Jul 05, 2022 News
Kaieteur News – Guyanese fishermen are being told to fork out another US$500 if they wish to secure the desirable SK fishing licence to operate offshore Suriname, Chairman of the Guyana National Fisher folk Organisation and the Upper Corentyne Fishermen Co-op Society, Parmeshwar Jainarine has said.
Jainarine told the Kaieteur News that local fishermen were ordered to have installed by the end of last week, a vessel monitoring system (VMS) to the tune of G$100,000 as part of the licensing requirement. The VMS is a satellite surveillance system primarily used to monitor the location and movement of commercial fishing vessels.
He told the newspaper that as of last week, all Guyanese using the Surinamese license were required to pay the US$500 to purchase the equipment. Local operators have been ordered to leave their work boats in the Surinamese territory. As such, they are required to have the monitoring device on their boats. Additionally, the local operators will have to pay US$30 every month as part of a service charge.
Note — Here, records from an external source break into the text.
PR #1368, opened 2024-03-30
feat: add json output

MarcoIeni:
required for https://github.com/MarcoIeni/release-plz-action/issues/88

### DIFF
--- a/crates/release_plz_core/src/command/release.rs
+++ b/crates/release_plz_core/src/command/release.rs
@@ -426,12 +426,12 @@ pub struct Release {
 #[derive(Serialize)]
 pub struct PackageRelease {
     name: String,
-    version: Version,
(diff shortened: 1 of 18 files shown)


crates/release_plz_core/src/command/release.rs
```diff
@@ -417,9 +418,25 @@ pub struct GitRelease {
...
+pub struct Release {
+    packages: Vec<PackageRelease>,
+}
+
+#[derive(Serialize)]
+pub struct PackageRelease {
+    name: String,
+    /// Git tag name. It's not guaranteed that release-plz created the git tag.
+    /// In fact, users can disable git tag creation in the [`ReleaseRequest`].
+    /// We return the git tag name anyway, because users might use this to create
```
MarcoIeni, line 431:
```suggestion
    /// We return the git tag name anyway, because users might use it to create
```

Jainarine told the newspaper that fish operators are experiencing, “a terrible backlash”. They had requested government’s intervention into accessing fishing licenses from Suriname since locals there had begun charging exorbitant prices to access the licenses from second hand providers.
There had been some amount of push back from Surinamese stakeholders, including Dutch government officials, preventing the agreement between Guyana and Suriname to provide the licenses by January of this year.
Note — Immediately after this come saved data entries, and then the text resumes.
PR #1383, opened 2024-04-04
chore: improve the github graphql query

obmarg:
I was digging around in release-plz and noticed your graphql code was putting everything into the query string.  This isn't necessarily wrong, but it's easier to just use variables.

This commit makes that change - no worries if you don't want it.


MarcoIeni:
tested in https://github.com/MarcoIeni/rust-workspace-example/pull/195/
It works, thanks for the cleanup!

MarcoIeni (approved):

MarcoIeni (approved):

PR #1408, opened 2024-04-20
fix: avoid potential deadlock in large repo

gtema:
`Command.wait` with reading stdin/stdout through pipe can cause a deadlock in a project with big amount of files (see https://stackoverflow.com/questions/64398866/why-does-bufreader-hang-when-reading-from-stderr for details).

Replace `Command.wait_with_output` with `Command.output` to prevent this when calling `cargo` command (similarly to other places in the code).

### DIFF
--- a/crates/release_plz_core/src/cargo.rs
+++ b/crates/release_plz_core/src/cargo.rs
@@ -5,8 +5,7 @@ use tracing::{debug, info};
 
 use std::{
     env,
-    io::{BufRead, BufReader},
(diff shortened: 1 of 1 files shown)


gtema:
The problem was found on the real repo once it grew over certain size. `release-plz` just hangs without any reasonable information (not even with trace log enabled).

MarcoIeni (approved):

MarcoIeni:
thanks! 🙌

Jainarine stated however that VMS is not used much by small vessels, but are usually found on industrial trawlers and other large vessels. Guyanese are now required to have the device on their boats and pay the monthly fee to use the fishing license. The new charge is an additional sum from the US$3000 they are paying a year to use the fishing license.
Jainarine stated this is an added burden on the local fishermen and is worried that the negative situation is further pressuring an already stressed industry. Outside of this, local fishermen can no longer come to Guyana with their catch. As a licensed operator in the Dutch territory, it is understand that the Guyanese fishermen must land their catch in that country. The flexibility with which fishermen previously operated, to land some of their catch in Suriname and then on to Guyana, is no longer available, the newspaper was told.
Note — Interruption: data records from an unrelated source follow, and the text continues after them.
PR #1459, opened 2024-05-12
fix: updating pr persists gh verified status

### LINKED ISSUE #1406: release-pr rebase looses verified status
## Bug description

So currently for github PR's, release plz will create the commit through github api to have the `Verified` badge. However when pulling in new changes, it rebases and pushes it using the `git` command which results in updated commit not having the verified status.

## To Reproduce

You can check eg. https://github.com/eigerco/lumina/pull/189. Currently we have to `git commit --amend --S` for each release-plz PR which was rebased by the action.

## Additional context

I've re-checked the [github API](https://docs.github.com/en/graphql/reference/mutations#createcommitonbranch) and there seems to be no way to do it via it. I can't think of any clean solution right now rather than opening an issue for github to add some new API to achieve that.

zvolin:
When updating PR on github, force push the rebased branch first and create commit through API to keep the verified status of the commit.

Fixes #1406

### DIFF
--- a/crates/git_cmd/src/lib.rs
+++ b/crates/git_cmd/src/lib.rs
@@ -133,6 +133,11 @@ impl Repo {
     }
 
     pub fn force_push(&self, obj: &str) -> anyhow::Result<()> {
+        // `--force-with-lease` is safer than `--force` because it will not overwrite
+        // changes on the remote that you do not have locally.
+        // In other words, it will only push if no one else has pushed changes to the remote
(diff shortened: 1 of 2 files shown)


zvolin:
I'll undraft after I test it

zvolin:
Tested it manually (but with auto signing disabled) https://github.com/zvolin/test-release-plz/pull/5

MarcoIeni (approved):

Jainarine reiterated to the newspaper the severe impact of the situation on not just the persons toiling the fish trade, but to the industry itself. He reminded that Co-operatives depend on fishing operations to survive. He said that the co-ops provide services such as painting and washing of boats. Operators purchase their fuel and other equipment, while other services are also provided.
The Chairman reminded that former sugar workers were able to utilize the opportunities in the fishing industry when the estates were closed. “Who couldn’t make it as a fisherman; they were able to do a bit of buying and selling of fish”. Fishermen spend large sums of money at other businesses.
He said on every trip to sea, boats purchase around $200,000 in goods; thus contributing to the business environment. With the current situation, the Coop Chair said he is very concerned that the industry is at “full risk” especially since operating numbers are already decreasing.
Jainarine related that Dutch authorities are paying more attention to the manner in which Guyanese are operating over there. For decades, Kaieteur News was told, Guyanese had been operating in Suriname accessing fishing licenses through citizens who would have secured the document through their government.
A favourable situation allowed locals to access Surinamese waters and offload their catch in that country with no hassle to Guyanese who wanted to bring some of it to Guyana.
Today, that has all changed. Fishermen are reporting low catches, some of which have been attributed to oil production in Guyana, despite an unreleased FAO report debunking drilling as a cause for the phenomena. Locals who venture to nearby Venezuela and Brazil for better catch are reporting attacks by pirates and other hostile fishermen. Jaianrine described the current fish issues as, “a whole can of worms.”